WHAT YOU SHOULD DO: Repeat the stretch of entries below from the line with "default cu2qu tolerance" through the line with "So we want to". Include both ends and add nothing.

Collected data entries:
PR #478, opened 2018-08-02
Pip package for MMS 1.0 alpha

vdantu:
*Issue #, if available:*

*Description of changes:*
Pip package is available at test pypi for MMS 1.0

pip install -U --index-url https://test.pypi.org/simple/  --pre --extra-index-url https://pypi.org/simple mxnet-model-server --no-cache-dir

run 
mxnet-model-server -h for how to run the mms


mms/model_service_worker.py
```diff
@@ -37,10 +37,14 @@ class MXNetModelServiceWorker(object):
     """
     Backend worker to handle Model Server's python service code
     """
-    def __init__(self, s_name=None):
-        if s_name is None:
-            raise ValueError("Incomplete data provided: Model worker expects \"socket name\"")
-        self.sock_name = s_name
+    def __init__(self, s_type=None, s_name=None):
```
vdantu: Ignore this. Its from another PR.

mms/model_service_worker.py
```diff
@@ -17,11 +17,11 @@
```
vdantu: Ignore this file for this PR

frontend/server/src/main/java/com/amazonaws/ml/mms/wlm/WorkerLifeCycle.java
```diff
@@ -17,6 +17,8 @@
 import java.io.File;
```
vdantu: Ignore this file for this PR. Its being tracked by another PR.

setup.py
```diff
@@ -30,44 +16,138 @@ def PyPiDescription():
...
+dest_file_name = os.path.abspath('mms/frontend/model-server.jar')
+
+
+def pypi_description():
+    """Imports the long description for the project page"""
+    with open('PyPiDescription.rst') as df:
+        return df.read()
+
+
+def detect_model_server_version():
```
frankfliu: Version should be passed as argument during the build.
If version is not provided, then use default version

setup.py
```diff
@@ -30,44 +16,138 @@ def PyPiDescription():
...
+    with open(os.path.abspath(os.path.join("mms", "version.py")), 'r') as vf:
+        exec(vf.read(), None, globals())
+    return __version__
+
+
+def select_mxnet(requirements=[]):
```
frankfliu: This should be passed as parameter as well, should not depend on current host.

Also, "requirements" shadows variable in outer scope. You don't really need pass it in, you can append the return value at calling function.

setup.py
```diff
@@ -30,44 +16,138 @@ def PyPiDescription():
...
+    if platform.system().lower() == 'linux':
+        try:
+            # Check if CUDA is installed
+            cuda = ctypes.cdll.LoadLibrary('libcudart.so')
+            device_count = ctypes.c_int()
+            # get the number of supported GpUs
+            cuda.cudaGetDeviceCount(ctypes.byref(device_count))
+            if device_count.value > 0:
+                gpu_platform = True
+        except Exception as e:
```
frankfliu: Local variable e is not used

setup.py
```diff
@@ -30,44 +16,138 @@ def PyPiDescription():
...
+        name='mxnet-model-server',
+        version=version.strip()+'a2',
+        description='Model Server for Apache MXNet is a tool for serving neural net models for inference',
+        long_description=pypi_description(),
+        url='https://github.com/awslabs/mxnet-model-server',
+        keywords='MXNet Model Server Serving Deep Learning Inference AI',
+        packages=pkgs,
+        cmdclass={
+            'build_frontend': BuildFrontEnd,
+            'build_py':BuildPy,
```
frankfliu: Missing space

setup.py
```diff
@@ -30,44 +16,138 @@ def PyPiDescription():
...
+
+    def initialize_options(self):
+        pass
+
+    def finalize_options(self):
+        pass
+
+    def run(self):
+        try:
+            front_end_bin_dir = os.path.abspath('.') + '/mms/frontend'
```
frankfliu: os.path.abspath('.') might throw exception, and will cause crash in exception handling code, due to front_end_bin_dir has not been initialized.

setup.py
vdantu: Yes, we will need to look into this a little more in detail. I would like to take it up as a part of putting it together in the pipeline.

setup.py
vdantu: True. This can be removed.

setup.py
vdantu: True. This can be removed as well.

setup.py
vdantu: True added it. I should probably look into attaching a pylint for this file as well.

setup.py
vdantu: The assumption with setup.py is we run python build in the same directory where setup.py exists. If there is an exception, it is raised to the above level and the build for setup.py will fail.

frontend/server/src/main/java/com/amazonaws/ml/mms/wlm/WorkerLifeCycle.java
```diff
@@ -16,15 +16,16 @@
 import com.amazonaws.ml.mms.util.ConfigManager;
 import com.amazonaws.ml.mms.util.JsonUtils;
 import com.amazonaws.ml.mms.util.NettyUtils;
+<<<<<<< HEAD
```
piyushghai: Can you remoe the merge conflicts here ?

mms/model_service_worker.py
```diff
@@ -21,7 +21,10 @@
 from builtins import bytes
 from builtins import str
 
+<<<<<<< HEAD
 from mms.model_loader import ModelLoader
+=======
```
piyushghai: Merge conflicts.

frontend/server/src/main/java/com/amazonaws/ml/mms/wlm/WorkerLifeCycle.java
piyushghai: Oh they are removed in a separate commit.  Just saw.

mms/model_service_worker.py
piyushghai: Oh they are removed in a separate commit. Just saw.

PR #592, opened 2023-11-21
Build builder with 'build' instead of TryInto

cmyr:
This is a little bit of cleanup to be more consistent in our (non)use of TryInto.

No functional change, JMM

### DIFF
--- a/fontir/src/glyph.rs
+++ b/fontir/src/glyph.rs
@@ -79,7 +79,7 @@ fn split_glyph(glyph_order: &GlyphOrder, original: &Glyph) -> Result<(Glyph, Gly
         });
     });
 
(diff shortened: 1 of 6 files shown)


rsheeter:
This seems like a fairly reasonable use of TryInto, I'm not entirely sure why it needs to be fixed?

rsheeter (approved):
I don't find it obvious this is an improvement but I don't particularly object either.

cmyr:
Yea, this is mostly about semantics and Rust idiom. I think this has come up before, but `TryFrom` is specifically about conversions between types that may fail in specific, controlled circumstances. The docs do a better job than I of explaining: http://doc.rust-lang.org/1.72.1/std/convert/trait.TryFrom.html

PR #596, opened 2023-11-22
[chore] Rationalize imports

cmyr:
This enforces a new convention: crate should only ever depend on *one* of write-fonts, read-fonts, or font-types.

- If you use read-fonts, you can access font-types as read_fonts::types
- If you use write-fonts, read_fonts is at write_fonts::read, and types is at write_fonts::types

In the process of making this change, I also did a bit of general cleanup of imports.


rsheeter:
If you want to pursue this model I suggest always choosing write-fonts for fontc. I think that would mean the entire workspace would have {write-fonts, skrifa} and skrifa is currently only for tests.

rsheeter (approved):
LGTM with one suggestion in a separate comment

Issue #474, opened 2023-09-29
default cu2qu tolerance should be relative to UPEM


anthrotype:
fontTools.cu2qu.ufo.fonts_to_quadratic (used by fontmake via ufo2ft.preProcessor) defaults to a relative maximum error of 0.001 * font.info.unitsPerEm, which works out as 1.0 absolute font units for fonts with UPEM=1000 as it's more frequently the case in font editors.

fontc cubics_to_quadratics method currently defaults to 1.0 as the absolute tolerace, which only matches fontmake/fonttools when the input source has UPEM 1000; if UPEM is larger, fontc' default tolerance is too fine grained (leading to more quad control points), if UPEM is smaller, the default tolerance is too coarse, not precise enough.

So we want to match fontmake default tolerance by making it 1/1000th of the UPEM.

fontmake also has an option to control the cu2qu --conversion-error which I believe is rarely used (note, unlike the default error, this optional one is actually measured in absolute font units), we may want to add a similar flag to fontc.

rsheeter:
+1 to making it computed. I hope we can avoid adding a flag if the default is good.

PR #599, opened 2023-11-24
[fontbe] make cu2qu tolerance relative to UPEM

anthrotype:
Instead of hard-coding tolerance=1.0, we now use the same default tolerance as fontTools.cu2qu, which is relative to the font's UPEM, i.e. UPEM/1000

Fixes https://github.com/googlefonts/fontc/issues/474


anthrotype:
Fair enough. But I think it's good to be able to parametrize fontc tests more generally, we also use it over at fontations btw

WRITTEN RESPONSE:
default cu2qu tolerance should be relative to UPEM


anthrotype:
fontTools.cu2qu.ufo.fonts_to_quadratic (used by fontmake via ufo2ft.preProcessor) defaults to a relative maximum error of 0.001 * font.info.unitsPerEm, which works out as 1.0 absolute font units for fonts with UPEM=1000 as it's more frequently the case in font editors.

fontc cubics_to_quadratics method currently defaults to 1.0 as the absolute tolerace, which only matches fontmake/fonttools when the input source has UPEM 1000; if UPEM is larger, fontc' default tolerance is too fine grained (leading to more quad control points), if UPEM is smaller, the default tolerance is too coarse, not precise enough.

So we want to match fontmake default tolerance by making it 1/1000th of the UPEM.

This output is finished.